Business Sandesh Indian Newspaper | Articles | Opinion Pieces | Research Studies | Findings & News | Sandesh News
Trust Wallet, the Binance-owned non-custodial cryptocurrency wallet, has initiated a formal compensation process following a security incident in its Chrome browser extension that resulted in approximately **$7 million** in user losses. The breach, discovered on December 25, 2025, affected only **version 2.68** of the extension, where malicious code—inserted via a leaked Chrome Web Store API key—harvested users’ seed phrases, enabling rapid wallet drains across chains like Bitcoin, Ethereum, and Solana.
Incident Details
Attackers published the compromised update on December 24, bypassing internal checks. The code, disguised within a modified analytics library, captured decrypted seed phrases when users imported or unlocked wallets.
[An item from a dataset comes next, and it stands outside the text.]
PR #990, opened 2020-03-31
Add `whenFinally(TerminalSignalConsumer)` for Publisher, Single, Completable

idelpivnitskiy:
Motivation:

`whenFinally(Runnable)` does not allow users to understand which final event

Mobile app users and other extension versions remained unaffected. On-chain trackers like ZachXBT and PeckShield reported hundreds of victims, with over $4 million laundered through exchanges and ~$2.8 million still in attacker wallets.
Trust Wallet’s Response
The team quickly released patched version 2.69 and urged users to disable/update the extension. Binance founder Changpeng Zhao confirmed full reimbursement, stating “user funds are SAFU.” Affected users can submit verified claims via the official support portal, providing wallet details and transaction hashes for review.
User Protection Steps
– Update to version 2.69 immediately.
– If you imported a seed phrase in v2.68, transfer assets to a new wallet (seed considered compromised).
– Avoid fake compensation scams; use only official channels.
This swift accountability reinforces trust in Trust Wallet amid browser extension risks. The incident underscores the need for vigilance in software updates and preference for hardware/mobile wallets for larger holdings.